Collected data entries
PR #27, opened 2023-09-05
Implement acknowledgement for the compound config

rouming:
This PR adds 'timestamp' and 'last_cmd_timestamp' fields.  New fields have the following meaning (copied from the local_profile.proto):
  
```  
     A list of commands requested to be executed for locally running application instances.
     A new request created for the same application should overwrite the previous entry
     with the 'timestamp' field updated. In other words, the list should contain at most
     one entry for each application instance.
     It is not required for the Local profile server to persist command requests.
     Also, it is not required for the Local profile server to stop submitting command
     requests that have been already processed by EVE. Using the `timestamp` field,
     EVE is able to determine if a given command request has been already handled or not.
     To check if the last requested command has completed, compare its timestamp with
     'last_cmd_timestamp' from `LocalAppInfo` message, submitted by EVE in the request
```
For the compound config message I change the order of all fields to have the sequence field to be the first. This is safe, because the structure is not in use anywhere.


proto/config/devconfig.proto
```diff
@@ -170,6 +170,9 @@ message EdgeDevConfig {
 message ConfigRequest {
   string configHash = 1;
   bytes  integrity_token = 2; // value provided by controller during remote attestation
+  // Value of the field `seq` from the last received and successfully processed
+  // `CompoundEdgeDevConfig`.
+  uint64 ack_seq = 3;
```
eriknordmark, line 175: ConfigRequest message goes with the ConfigResponse message.

If you need to POST a message with additional fields and/or semantics then it would make sense to define a new CompoundEdgeDevConfigRequest. For instance, an integrity_token probably doesn't make any sense since there isn't necessarily an end-to-end remote attestation in the LOC case. So the semantics will be more clear with a new request message.

proto/config/compound_devconfig.proto
```diff
@@ -15,8 +15,11 @@ import "profile/local_profile.proto";
 // needed for the LOC case, when a single "/compound-config" endpoint can be
 // used.
 message CompoundEdgeDevConfig {
-   org.lfedge.eve.auth.AuthContainer protected_config = 1;
-   org.lfedge.eve.profile.LocalDevCmd dev_cmd = 2;
-   org.lfedge.eve.profile.LocalAppCmdList app_cmd_list = 3;
-   org.lfedge.eve.profile.RadioConfig radio_config = 4;
+   // Sequence number of compound config, used to guarantee all commands
+   // are processed. See the pair field `ack_seq` of the `ConfigRequest`.
```
eriknordmark, line 19: I don't understand how this will be used to ensure that all commands are processed.
What are the assumptions about when the device will increment the number in the request e.g., will it do that after it has timed out connecting to the LOC? After a reboot?

A sequence number (or a random nonce) can be used to match a request with a response, but if the response is to a POST then the request (POST payload) and response to POST are naturally associated.
So not clear what problem you are trying to solve.

rouming: The logic is similar to the LPS 'timestamp' and 'last_cmd_timestamp' which goes along with each command or info request (see the local_profile.proto). The word timestamp in case of LPS looks clumsy to me, and 'seq/ack_seq' is the default term for the acknowledgement mechanism.

I'm trying to achieve acknowledgement of processed commands, so LOC knows what has been processed, what not. Probably the statement 'guarantee all commands are processed' is incorrect here and needs re-wording. I will change this.

milan-zededa: Note that the reason we called the field `timestamp` was just to make it less bug prone for the developers of LPS (which is not us in that case). For correct acknowledgement of processed commands, it is required that two successive but distinct requests made will have different timestamps (aka seq. numbers) attached (mentioned [here](https://github.com/lf-edge/eve-api/blob/main/proto/profile/local_profile.proto#L113-L121)). This needs to be ensured also across LPS reboots. Simple non-persistent counter does not satisfy this requirement. Storing e.g. unix timestamp into `seq` will work. So we decided to call it `timestamp` to simply give hint to LPS developers how to develop this.
In case of LOC you are in control of its implementation so you can chose better terminology.

rouming:
Difference to the previous version:
* Create a separate message `CompoundEdgeDevConfigRequest` which includes the `ConfigRequest` and the `ack_seq` field.
* Code comments tweaks.

proto/config/compound_devconfig.proto
rouming: Thanks @milan-zededa for the clarification!

rouming: just to be clear: I clearly understand why you chose the timestamp and I did not want to raise any hot discussion with my "clumsy terminology" statement (although I don't take it back) :) I just  don't like the timestamp approach, because this does not guarantee you the persistence - clocks can drift in the past as well (simple scenario: no access to the internet for weeks, all good, command is issued, LPS vm reboots, connection to the internet appeared, LPS syncs time with NTP, time goes to the past, boom). Yes, I agree, much better than counter, but I don't like this "kinda works" things.

BTW, the LOC can also be rebooted. But. The problem can be easily fixed by the LOC implementation (as you said): if `ack_seq` (comes from EVE) is detected > than `seq`, then LOC can update the `seq` and set it to the max. 

Anyway. Thanks for the clarification once again.

eriknordmark: > The logic is similar to the LPS 'timestamp' and 'last_cmd_timestamp' which goes along with each command or info request (see the local_profile.proto). The word timestamp in case of LPS looks clumsy to me, and 'seq/ack_seq' is the default term for the acknowledgement mechanism.

sequences numbers tend to imply monotonically increasing (without gaps) numbers and potentially the need to handle wraparound from 2^N-1 to zero.
timestamp is a somewhat predictable thing.
A nonce would be a random thing which can't be guessed.
Not clear what the semantics are other than the LOC echoing the most recently received number. Can/should the LOC reject "old" sequence numbers? The choice of name would make me think that is part of the semantics. But that implies that EVE has to remember the largest sequence number it has ever used.

eriknordmark: And the suggestion to have the LOC not persist the largest number it has used but instead learn it from EVE's seq_ack sounds like all the semantics you get is that of a non-random nonce; you effectively can only check for equal since greater/less doesn't mean anything if you adjust the sequence number based on the seq_ack.

Thus you have a timestamp from some form of virtual clock and nothing more AFAICT. So might as well use a timestamp from the wall clock.,

If you really need and want to check for greater than, then you need something a lot more robust than what you are describing.

proto/config/compound_devconfig.proto
```diff
@@ -8,15 +8,27 @@ option go_package  = "github.com/lf-edge/eve-api/go/config";
 option java_package = "org.lfedge.eve.config";
 
 import "auth/auth.proto";
+import "config/devconfig.proto";
 import "profile/local_profile.proto";
 
+message CompoundEdgeDevConfigRequest {
+  // Value of the field `seq` from the last received and successfully processed
```
eriknordmark, line 15: Nit (and I know whether we have the same wording in the LPS  API) but "processed" might not be what we do here.
Taking the most extreme example, if the LOC sends the poweroff command, then "processed" would mean that it sends the seq_ack for that command when the device is in fact powered off!

It has received it and will act on it (with sufficient persistence in EVE to act later even in precense of some disruption - which is why we persist e.g., the purge counter for an app instance to remember to do that after a power outage if we didn't get it done before the power went out.)

proto/config/compound_devconfig.proto
```diff
@@ -8,15 +8,27 @@ option go_package  = "github.com/lf-edge/eve-api/go/config";
...
+  // `CompoundEdgeDevConfig`.
+  uint64 ack_seq = 1;
+  ConfigRequest cfgReq = 2;
```
eriknordmark, line 18: A buflint issue on this line.

proto/config/compound_devconfig.proto
rouming: In the current implementation, I don't see where "old" sequence numbers can appear and cause any problems. There are two possible scenarios where sequence numbers are out of sync:

a) EVE has been restarted. This case is dealt with in permanent files (already implemented for LPS) where all pending commands are stored with their respective timestamps/sequence numbers. EVE sends `ack_seq` equal to 0, so LOC does nothing because its `seq` number is higher. The next configuration response (sent from LOC) with `seq` number will be processed by the default `ProcessReceived*Commands` functions (all pending commands have been read from file), `ack_seq` number will be set to `seq` .

b) LOC is restarted. EVE requests a configuration with `ack_seq` greater than `seq` LOC number (which is 0 after restart). Since this is the first configuration request since the LOC restart, two scenarios are possible:
b.1) No commands were issued before the first configuration request. The LOC updates its `seq` number with the number it received from EVE, so that all future commands and responses will be tagged with the same `seq` number.
b.2) There were commands sent right after the LOC restarted and before EVE requested its first configuration. These are new commands, so they must be executed on EVE. As soon as the LOC receives the first configuration request with `ack_seq` > `seq`, the LOC sets its own `seq` = `ack_seq` + 1 and updates all issued commands accordingly. In this case, EVE always gets a `seq` number greater than it is currently processing in order to start processing new task commands.

The only case that is missed here is that when the LOC is restarted, all commands issued on the LOC side are lost. I suppose for now this is a small problem that we can live with.

proto/config/compound_devconfig.proto
rouming: I do not think that "command processing" implies "command completion". Command is processed and then in the future completed. I can add a few clarification words about it. What's important, that "processed" means "commands are persistent now in the file", which means that won't be lost, so the `ack_seq` can be safely set to the `seq`.

rouming:
Difference to the previous version:
* rename `cfgReq` to `cfg_req`
* a few code comments tweaks

proto/config/compound_devconfig.proto
eriknordmark: Agreed.

proto/config/compound_devconfig.proto
eriknordmark: While things will work based on how you describe it, calling this a sequence number is misleading and likely confusing (it looks more like a virtual clock if I don't misremember the Lamport paper from the early days of distributed computing).
And having to special case b.2 seems like unneeded extra complexity.
Perhaps there is also a case when both EVE and LOC starts the first time which you need to handle?
In such a case if commands are sent from the LOC with seqno = 0, EVE processes them, sends back seq_ack=1, LOC receives this and updates it seq and sends the same commands again. There is a risk that commands get processed twice in such a case.

I think that if you want to do sequence number semantics you should use something common such as  the TCP SYN exchange where the two ends reliably agree on a pair of sequence numbers and retain state, plus can detect when the peer has restarted and lost state. (There are other reliable transport protocols such as SCTP or QUIC which take a slightly different approach, but my point is inventing a new protocol for sequence number coordinating is likely to lead to new complexity.)

Alternatively use much simpler semantics of a timestamp or random nonce which is echo'ed.
Is there a case where that would be insufficient? Is there a case where the LOC or EVE must reject something which is old which can not be solved with either a random nonce or by a timestamp?

rouming: The ack echoes back the seq, once processed, as you described. So eve sends ack=0 for the first time in request and if there is something to execute, loc sends seq=1, when eve processes the compound config it sends ack=1 back, which means for the loc "commands below or equal to ack are processed". This is similar to timestamp semantics of the loc, but I use monotonic seq numbers because timestamp can jump into the past, this case I described here: https://github.com/lf-edge/eve-api/pull/27#discussion_r1317123004

eriknordmark: I don't see why we need to define a new protocol here, particularly since it is more complex than it should be as case b.2 indicates (and yes, others might think that is a trivial tweak but to me it indicates underlying complexity. Sorry I've seen this too often in the IETF where folks specify protocols for their whole carreer - it is a lot harder than one thinks.)

I feel if we so this way we need a protocol specification (akin to [RFC 793](https://www.ietf.org/rfc/rfc9293.pdf)) which specifies how the sequence numbers are coordinated between the two end points.

What happens when the sequence numbers are out of whack and the LOC sends a seq which EVE will ignore? Do we need to define an error? Otherwise that will be a silent failure to act on the command.

I also think that in this approach there should be an explicit SYN flag to synchronize when the LOC has forgotten the last sequence number.

Timestamps have none of this complexity; merely assumes that folks run ntp (and it you don't then clocks will drift and downloads from AWS/Azure will fail.)

rouming: What's interesting, the doc to the `timestamp` field says the following:
```
   // Timestamp to record when the request to run the command was made.
   // The format of the timestamp is not defined. It can be a Unix timestamp
   // or a different time representation. It is not even required for the timestamp
   // to match the real time or to be in-sync with the device clock.
   // What is required, however, is that two successive but distinct requests made
   // for the same application will have different timestamps attached.
   // This requirement applies even between restarts of the Local profile server.
   // A request made after a restart should not have the same timestamp attached
   // as the previous request made for the same application before the restart.
```
https://github.com/lf-edge/eve-api/blob/26edd90857ba8c8c2122cdc0a16f05a9ef569a77/proto/profile/local_profile.proto#L113

It says ` The format of the timestamp is not defined. It is not even required for the timestamp to match the real time ... ` , and `What is required, however, is that two successive but distinct requests .. will have different timestamps attached`  - so having a monotonic sequence number I still hold these requirements and guarantee that LOC never sends "old" sequence (which is not guaranteed for the timestamp).

rouming: Anyway, please send me your NAK for the sequence number and confirmation that we use timestamp regardless the described issue and I will quickly update PRs.

rouming:
Difference to the previous version:
* Rename seq/ack_seq fields to timestamp/last_cmd_timestamp as requested by Erik

proto/config/compound_devconfig.proto
eriknordmark: Sorry for being slow in responding; been a very busy week.

The timestamp/nonce approach works as long as the LPS/LOC only has one outstanding command at any given time - basically needs to repeat that until EVE acks it.

Doing anything fancier would imply a subset of a TCP-like protocol with synchronization of sequence numbers, retransmissions (resend the sequence numbers which has not yet been ack'ed), etc.

Down the road we can explore making sure that these commands are all declarative, meaning that the set of commands in a single compound config can be extended if the previous set has not been ack'ed yet. We can talk about this later.

eriknordmark (approved):
LGTM.

AS you said, since there is no LOC implementation using CompoundEdgeDevConfig yet we can ignore the bufcompat errors.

[Exercise instructions]: Above are some records; copy exactly the lines from the one with "Anyway. Thanks for" through the one with "timestamp is a somewhat predictable thing.", both included, and no others.

[Written answer]:
Anyway. Thanks for the clarification once again.

eriknordmark: > The logic is similar to the LPS 'timestamp' and 'last_cmd_timestamp' which goes along with each command or info request (see the local_profile.proto). The word timestamp in case of LPS looks clumsy to me, and 'seq/ack_seq' is the default term for the acknowledgement mechanism.

sequences numbers tend to imply monotonically increasing (without gaps) numbers and potentially the need to handle wraparound from 2^N-1 to zero.
timestamp is a somewhat predictable thing.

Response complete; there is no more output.